(Work task) Look through the entries below for the string "bindata", and copy each line where it is found.

(Available data)
PR #201, opened 2019-06-14
Install standalone kube-proxy.

squeed:
This installs a standalone kube-proxy when needed. This is whenever we're not installing a network that is known to include it itself. This means that kube-proxy will be installed for third-party network plugins.

### DIFF
--- a/bindata/kube-proxy/kube-proxy.yaml
+++ b/bindata/kube-proxy/kube-proxy.yaml
@@ -1,0 +1,91 @@
+kind: ConfigMap
+apiVersion: v1
+metadata:
+  namespace: openshift-kube-proxy
+  name: proxy-config
+data:
+  kube-proxy-config.yaml: |-
+{{.KubeProxyConfig | indent 4}}
+
+---
+kind: DaemonSet
+apiVersion: apps/v1
+metadata:
+  name: openshift-kube-proxy
+  namespace: openshift-kube-proxy
+  annotations:
+    kubernetes.io/description: |
+      This daemonset is the kubernetes service proxy (kube-proxy).
+    release.openshift.io/version: "{{.ReleaseVersion}}"
+spec:
+  selector:
+    matchLabels:
+      app: kube-proxy
+  updateStrategy:
+    type: RollingUpdate
+  template:
+    metadata:
+      labels:
+        app: kube-proxy
+        component: network
+        type: infra
+        openshift.io/component: network
+    spec:
+      serviceAccountName: openshift-kube-proxy
+      hostNetwork: true
+      priorityClassName: system-node-critical
+      containers:
+      - name: kube-proxy
+        image: {{.KubeProxyImage}}
+        command:
+        - /bin/bash
+        - -c
+        - exec /usr/bin/hyperkube kube-proxy --config=/config/kube-proxy-config.yaml --hostname-override "${K8S_NODE_NAME}"
+        securityContext:
+          privileged: true
+        env:
+        # Tell kube-proxy to talk to the apiserver directly.
+        - name: KUBERNETES_SERVICE_PORT
+          value: "{{.KUBERNETES_SERVICE_PORT}}"
+        - name: KUBERNETES_SERVICE_HOST
+          value: "{{.KUBERNETES_SERVICE_HOST}}"
+        - name: K8S_NODE_NAME
+          valueFrom:
+            fieldRef:
+              fieldPath: spec.nodeName
+        volumeMounts:
+        # Because we don't actually run iptables locally, but chroot in to the host
+        - mountPath: /host
+          name: host-slash
+          readOnly: true
+        - mountPath: /config
+          name: config
+          readOnly: true
+        terminationMessagePolicy: FallbackToLogsOnError
+        ports:
+        - name: healthz
+          containerPort: 10256
+        - name: metrics
+          containerPort: 9101
+        livenessProbe:
+          httpGet:
+            path: /healthz
+            port: healthz
+        readinessProbe:
+          httpGet:
+            path: /healthz
+            port: healthz
+          initialDelaySeconds: 5
+          periodSeconds: 5
+      restartPolicy: Always
+      tolerations:
+      - operator: Exists
+      nodeSelector:
+        kubernetes.io/os: linux
+      volumes:
+      - name: host-slash
+        hostPath:
+          path: /
+      - name: config
+        configMap:
+          name: proxy-config
--- a/pkg/network/openshift_sdn.go
+++ b/pkg/network/openshift_sdn.go
@@ -54,6 +54,7 @@ func renderOpenShiftSDN(conf *operv1.NetworkSpec, manifestDir string) ([]*uns.Un
 	kpcDefaults := map[string][]string{
 		"metrics-bind-address":    {"0.0.0.0"},
 		"metrics-port":            {"9101"},
+		"healthz-port":            {"10256"},
 		"proxy-mode":              {"iptables"},
 		"iptables-masquerade-bit": {"0"},
 	}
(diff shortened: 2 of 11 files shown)


squeed:
TODO: merge kube-proxy image fixes in https://github.com/openshift/origin/pull/23163, https://github.com/openshift/release/pull/4064.

TODO: figure out the best way to delete kube-proxy if DeployKubeProxy is changed.

bindata/kube-proxy/kube-proxy.yaml
```diff
@@ -0,0 +1,71 @@
...
+        # Because we don't actually run iptables locally, but chroot in to the host
+        - mountPath: /host
+          name: host-slash
+          readOnly: true
+        terminationMessagePolicy: FallbackToLogsOnError
+        ports:
+        - name: healthz
+          containerPort: 10256
+        - name: metrics
+          containerPort: 9101
```
danwinship: If we allow these to be overridden then these should be template fields (and likewise in other places).
If we don't allow these to be overridden, then the code should be updated accordingly.

pkg/network/kube-proxy.go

(Response to the exercise)
--- a/bindata/kube-proxy/kube-proxy.yaml
+++ b/bindata/kube-proxy/kube-proxy.yaml
bindata/kube-proxy/kube-proxy.yaml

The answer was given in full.